Friendly Virtual Machines for Efficient and Fair Resource Allocation

Friendly Virtual MachinesZhang,Bestavros etc., Boston Univ.ACM/USENIX VEE 2005 CSE 598c April 17, 2006 Bhuvan Urgaonkar

Problem Setting • Growing trend of hosting applications at third-party platforms • Two challenges • Isolation, security to co-located applications • Efficient and fair resource allocation • Virtualization seen as a promising approach for isolation • What about resource allocation?

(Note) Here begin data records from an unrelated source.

PR #6856, opened 2025-10-22
genesis: always load genesis, verify hashes

mmcgee-jump:


src/discof/genesis/fd_genesi_tile.seccomppolicy
```diff
@@ -20,17 +21,57 @@ fsync: (eq (arg 0) logfile_fd)
...
+             (eq (arg 4) 0)
+             (eq (arg 5) 0))
+
+# client: need to read from connections established by the client
+#
+# arg 0 is the file descriptor that we recieve messages from.  We will
+# allow receiving to any of the descriptors opened in the client.  Only
+# restrict from receiving to the logfile and STDERR
+recvfrom: (and (not (or (eq (arg 0) logfile_fd)
+                        (eq (arg 0) 2)))
```
amass-jump, line 68: OOC, why not also checking e.g.g out_dir_fd & co for this & sendto?

src/discof/genesis/fd_genesi_tile.c
```diff
@@ -1,38 +1,90 @@
...
+            int    items,
+            int    size ) {
+  fd_alloc_t * alloc = (fd_alloc_t *)opaque;
+  ulong num = (ulong)items * (ulong)size;
+  void * result = fd_alloc_malloc( alloc, 16UL, num + 8UL );
+  if( FD_UNLIKELY( !result ) ) {
+    return NULL;
+  }
+  *(ulong *)result = num;
+  return (uchar *)result + 8UL;
```
amass-jump: OOC, why do you store the `num` here?

src/discof/genesis/fd_genesi_tile.c
```diff
@@ -187,11 +405,15 @@ privileged_init( fd_topo_t *      topo,
...
-  ctx->fd = open( tile->genesi.genesis_path, O_RDONLY|O_CLOEXEC );
-  if( FD_UNLIKELY( -1==ctx->fd ) ) {
+  ctx->local_genesis = 1;
+  ctx->in_fd = open( tile->genesi.genesis_path, O_RDONLY|O_CLOEXEC );
+  if( FD_UNLIKELY( -1==ctx->in_fd ) ) {
     if( FD_LIKELY( errno==ENOENT  ) ) {
+      FD_LOG_INFO(( "no local genesis.bin file found at `%s`", tile->genesi.genesis_path ));
+
       if( FD_UNLIKELY( !tile->genesi.entrypoints_cnt ) ) {
         FD_LOG_ERR(( "This node is bootstrapping the cluster as it has no gossip entrypoints provided, but "
```
amass-jump, line 411: What do you think about having a very explicit config option for bootstrapping a new cluster, rather than using the entrypoints size==0 check?

src/discof/genesis/fd_genesi_tile.c
```diff
@@ -287,8 +583,10 @@ populate_allowed_fds( fd_topo_t const *      topo,
 
 fd_topo_run_tile_t fd_tile_genesi = {
   .name                     = "genesi",
+  .rlimit_file_cnt_fn       = rlimit_file_cnt,
```
amass-jump, line 579: Why don't we need the allow_connect / allow_renameat flags?

mmcgee-jump: Haha, we do of course, but only causes a problem on ubuntu at the moment

src/discof/genesis/fd_genesi_tile.c
mmcgee-jump: Yeah it would probably make more sense, this overload is a bit strange (you could want to "rebootstrap" a cluster which does not perform genesis but has no entrypoint in concept). It kinda comes from Agave originally

src/discof/genesis/fd_genesi_tile.c
mmcgee-jump: Oops, had chatgpt write the malloc/free and it messed this up, I think its there to support a theoretical realloc, which would need to remember the size

src/app/firedancer/topology.c
```diff
@@ -862,6 +863,15 @@ fd_topo_configure_tile( fd_topo_tile_t * tile,
     tile->genesi.entrypoints_cnt        = config->gossip.entrypoints_cnt;
     fd_memcpy( tile->genesi.entrypoints, config->gossip.resolved_entrypoints, tile->genesi.entrypoints_cnt * sizeof(fd_ip4_port_t) );
 
+    tile->genesi.has_expected_genesis_hash = !!strcmp( config->consensus.expected_genesis_hash, "" );
+
+    if( FD_UNLIKELY( strcmp( config->consensus.expected_genesis_hash, "") && !fd_base58_decode_32( config->consensus.expected_genesis_hash, tile->genesi.expected_genesis_hash ) ) ) {
```
ripatel-fd:
```suggestion
    if( FD_UNLIKELY( strcmp( config->consensus.expected_genesis_hash, "" ) && !fd_base58_decode_32( config->consensus.expected_genesis_hash, tile->genesi.expected_genesis_hash ) ) ) {
```

src/discof/genesis/fd_genesi_tile.c
```diff
@@ -1,38 +1,90 @@
...
 #include <sys/stat.h>
 #include <unistd.h>
+#include <netinet/in.h>
+#include <linux/fs.h>
 
 #include "generated/fd_genesi_tile_seccomp.h"
-struct fd_genesi_tile {
-  int fd;
 
+#if __has_include("<bzlib.h>")
```
ripatel-fd: i think some old compilers might not support this, typically i see this pattern
```
#if defined(__has_include)
#if __has_include(...)
```
probably not worth doing though

src/discof/genesis/fd_genesi_tile.c
```diff
@@ -1,38 +1,90 @@
...
+#include <bzlib.h>
+#else
+#include "../../../opt/include/bzlib.h"
```
ripatel-fd: Don't do this, the prefix is opt-msan sometimes, just fail build

src/discof/genesis/fd_genesi_tile.c
```diff
@@ -1,38 +1,90 @@
...
+bz2_malloc( void * opaque,
+            int    items,
+            int    size ) {
+  fd_alloc_t * alloc = (fd_alloc_t *)opaque;
+  ulong num = (ulong)items * (ulong)size;
+  void * result = fd_alloc_malloc( alloc, 16UL, num + 8UL );
+  if( FD_UNLIKELY( !result ) ) {
+    return NULL;
+  }
+  *(ulong *)result = num;
```
ripatel-fd: can we ditch this, since this is only useful for realloc?

src/discof/genesis/fd_genesi_tile.c
```diff
@@ -95,6 +156,56 @@ initialize_accdb( fd_genesi_tile_t * ctx ) {
...
+  uchar mainnet_hash[ 32 ];
+  FD_TEST( fd_base58_decode_32( "5eykt4UsFv8P8NJdTREpY1vzqKqZKvdpKuc147dw2N9d", mainnet_hash ) );
+
+  uchar testnet_hash[ 32 ];
+  FD_TEST( fd_base58_decode_32( "4uhcVJyU9pJkvQyS88uRDiswHXSCkY3zQawwpjk2NsNY", testnet_hash ) );
+
+  uchar devnet_hash[ 32 ];
+  FD_TEST( fd_base58_decode_32( "EtWTRABZaYq6iMfeYKouRu166VU2xqa1wcaWoxPkrZBG", devnet_hash ) );
+
+  switch ( genesis->cluster_type ) {
```
ripatel-fd:
```suggestion
  switch( genesis->cluster_type ) {
```

src/discof/genesis/fd_genesis_client.c
ripatel-fd, line 1: can you add a fuzzer for this guy, or add a github issue to add one later?

ripatel-fd (approved):

src/discof/genesis/fd_genesis_client.c
mmcgee-jump: Filed https://github.com/firedancer-io/firedancer/issues/6859

ripatel-fd (approved):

Challenge - Resource Allocation in Hosting Environments • Traditional solutions • Over-provisioning => wasteful • Fair schedulers in the OS, dynamic provisioning, admission control • Complex • Deprive the application of meaningfully adapting its behavior to match available resources • Against the famous end-to-end argument developed in the networking community

End-to-end Argument • Clark et. al • A functionality should be pushed to the higher layer whenever possible • IP network implements packet forwarding, leaving congestion control to end systems • When applied to hosting platforms • Let the applications decide how many resources they need

How do VMs make end-end idea realizable? • In a traditional hosting system, applications would have to be modified • Always undesirable, often impossible • In a virtualized hosting system • VMM is like OS, guest OS is like application • Guest OS modification not so unacceptable • E.g., Xen, Denali • Main idea: It is possible to achieve good efficiency and fairness using “friendly” virtual machines

Outline • Motivation • Approach • Implementation • Evaluation • Conclusions

Friendly Virtual Machine • Not malicious • Dynamically adapts its resource needs to system conditions • Inspiration: AIMD congestion control in TCP • Gradually increase resource requirements, back-off when resource contention increases • How a TCP researcher would approach the resource management problem in data centers

System Goals • Efficiency • Resources should not be overloaded • E.g., Heavy paging during overload => low throughput • Resources should not be unnecessarily underutilized • Fairness • Each VM is allocated a proportional share of the bottleneck resource for that VM

Overload Detection • Unlike TCP, there are multiple resources to consider • CPU, virtual memory, network bandwidth • Resource utilization metrics not reliable • E.g., CPU util may be high but the bottleneck may be the memory sub-system • Use application-centric metrics like response time or throughput

Overload Detection • Virtual Clock Time (VCT) • Real time interval between consecutive virtual clock cycles • Bottleneck resource • The resource that is the first to trigger a significant increase in VCT • Bottleneck-equivalence classes • Detection: Measure the ratio of current VCT to minimum VCT observed • Compare with a threshold (2)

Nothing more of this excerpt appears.